Telegram aurait également échoué à détecter des contenus connus
L’affaire ne concerne pas seulement les plaintes individuelles. eSafety affirme que Telegram n’a pas correctement détecté des contenus extrémistes déjà connus des systèmes de modération. Certaines publications auraient circulé pendant près de trois mois avant leur retrait.
Le régulateur estime qu’une grande plateforme doit être capable d’identifier les contenus déjà répertoriés, sans attendre un nouveau signalement pour chaque copie. Cette approche repose notamment sur des outils de détection automatisée, des bases de données partagées et une surveillance plus active des espaces publics.
Telegram est particulièrement exposé à cette critique en raison de la taille de ses chaînes. Ses groupes peuvent accueillir jusqu’à 200 000 membres, tandis que certaines chaînes de diffusion ne disposent pas de limite équivalente. Un seul compte peut donc transmettre rapidement un contenu à une audience très large.
La liberté d’expression ne supprime pas les obligations légales
Telegram défend depuis longtemps une conception large de la liberté d’expression et de la confidentialité. La plateforme est appréciée pour ses groupes, ses chaînes publiques et son fonctionnement moins centralisé que celui de plusieurs réseaux sociaux traditionnels.
Mais cette identité ne l’exempte pas des lois nationales. En Australie, les plateformes doivent prendre des mesures raisonnables pour prévenir, détecter et limiter la diffusion de contenus illégaux. Le régulateur reproche également à Telegram de ne pas avoir clairement interdit ces contenus dans toutes les parties de ses conditions d’utilisation.
Ce débat rejoint la tension plus large entre centralisation, contrôle et souveraineté numérique. Plus une plateforme revendique la liberté et la confidentialité, plus les autorités exigent de garanties lorsque des contenus publics deviennent illégaux ou dangereux.
Au moment de l’annonce, Telegram n’avait pas publié de réponse officielle détaillée sur la procédure australienne. La société n’avait pas non plus répondu immédiatement à la demande de commentaire de Cointelegraph. Une publication consacrée à la liberté d’expression a toutefois été diffusée sur son compte officiel, sans traiter précisément les accusations.
Une affaire qui dépasse largement l’Australie
La procédure australienne s’ajoute à une pression réglementaire croissante sur Telegram.

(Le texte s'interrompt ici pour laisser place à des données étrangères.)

PR #1690, opened 2015-12-10
Glibc 2.21 and simplify locale management in the SDK

marineam:
Depends on https://github.com/coreos/scripts/pull/489


vcaputo:
@marineam Are the omitted patches now upstream and included with the new version?

marineam:
@vcaputo the omitted patches are for ebuilds that used to be in Gentoo but have since been removed. I've been syncing the files directory verbatim but pruning the ebuilds in the top level dir to just our own.

marineam:
The one patch that was applicable to us that I've dropped is `locale-default-en_US.patch` because it is no longer applicable, it was patching the `locale.gen` config file which this change now omits entirely.

vcaputo:
Ok, thanks for the clarification. lgtm!

PR #1691, opened 2015-12-14
Use defined ETCD_SSL_DIR path inside the flannel container

kayrus:
Flannel TLS configuration is kinda confusing... When you would like to configure custom keys path you have to set custom `ETCD_SSL_DIR` environment variable, but the actual path to the keys should be `/etc/ssl/etcd`.

This fix tells docker to use same destination path.


crawford:
LGTM

kayrus:
@crawford @marineam merge?

PR #1693, opened 2015-12-15
coreos-devel/sdk-depends: bring in eix

mischief:
depends on https://github.com/coreos/portage-stable/pull/371


marineam:
Note: this also pulls in app-shells/push but I'm assuming that that's pretty small.

Though eix has yet another ebuild cache right? Is that small/quick enough to maintain automatically in our scripts? If not maybe best to leave it out by default and leave it to people to emerge if they want to deal with it.

mischief:
yep, it brings in push.

eix has a db of its own, yes. need a repo sync hook to keep it up to date. not sure what to do yet about sdk vs SYSROOT databases.

marineam:
Well, sdk vs sysroot has the same repos (in fact repos.conf gets coppied verbatim). pkgdb is obviously different but ROOT= is one of the most basic of funky features tools like this should support.

mischief:
i wrote some wrappers by hand for eix, like

eix-sync-amd64-usr:
```
#!/bin/bash

export PORTAGE_CONFIGROOT="/build/amd64-usr"
export SYSROOT="${SYSROOT:-/build/amd64-usr}"
export ROOT="/build/amd64-usr"
exec sudo -E eix-sync  "$@"
```

mischief:
iirc i tried to add these scripts to setup_board to be generated, but ran into trouble. i've forgotten now what the issue was.

marineam:
As far as I can tell you want eix-update, not sync right? Also sysroot appears to be meaningless to eix. so wrapper just would want PORTAGE_CONFIGROOT and ROOT.

PR #1696, opened 2015-12-16
sys-kernel/coreos-kernel: bump to 4.3.3

crawford:


mischief:
you will need to remove 0021-net-switchdev-fix-return-code-of-fdb_dump-stub.patch from coreos-sources as it has been applied as of 4.3.3.

crawford:
Dang, I didn't push the latest commit.

crawford:
Wait......... yes I did. GitHub's caching is always screwed up.

vcaputo:
lgtm, but I'd like it if we kept a branch @ github.com/coreos/linux in sync with the patchset applied in the ebuild, so the set could be reproduced exactly via `git format-patch` of the branch.

crawford:
I can create a v4.3.3-coreos branch, though I would rather not manually keep them in sync.

crawford:
@vcaputo https://github.com/coreos/linux/pull/4

vcaputo:
lgtm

Plusieurs gouvernements examinent désormais la manière dont la plateforme gère les activités illégales, les réseaux criminels et les contenus extrémistes accessibles dans ses espaces publics.
Le débat porte sur une frontière difficile. Une modération trop faible peut permettre à des groupes dangereux d’utiliser une infrastructure mondiale. À l’inverse, des obligations trop larges peuvent encourager une surveillance excessive et fragiliser la confidentialité des utilisateurs ordinaires.
La distinction entre conversations privées et contenus publics sera donc essentielle. Les accusations australiennes visent principalement des contenus partagés publiquement, ainsi que la réaction de Telegram après des signalements. Elles ne prouvent pas que l’ensemble de la messagerie est illégal ou que tous ses utilisateurs sont surveillés.
La Cour devra maintenant déterminer si Telegram a réellement violé la loi australienne. La sanction maximale évoquée atteint 54,6 millions de dollars australiens, mais le montant final dépendra des infractions reconnues et de la décision judiciaire.
Ce dossier s’inscrit aussi dans un moment où les grandes plateformes cherchent à étendre leurs usages, comme le montre la transformation de X en plateforme de paiement avec X Money. Plus ces services deviennent centraux, plus les régulateurs veulent imposer des responsabilités claires sur les contenus, les paiements et la sécurité.
En bref
- L’Australie poursuit Telegram devant la Cour fédérale.
- Le régulateur dénonce des retraits tardifs de contenus illégaux.
- Telegram risque jusqu’à 54,6 millions de dollars australiens.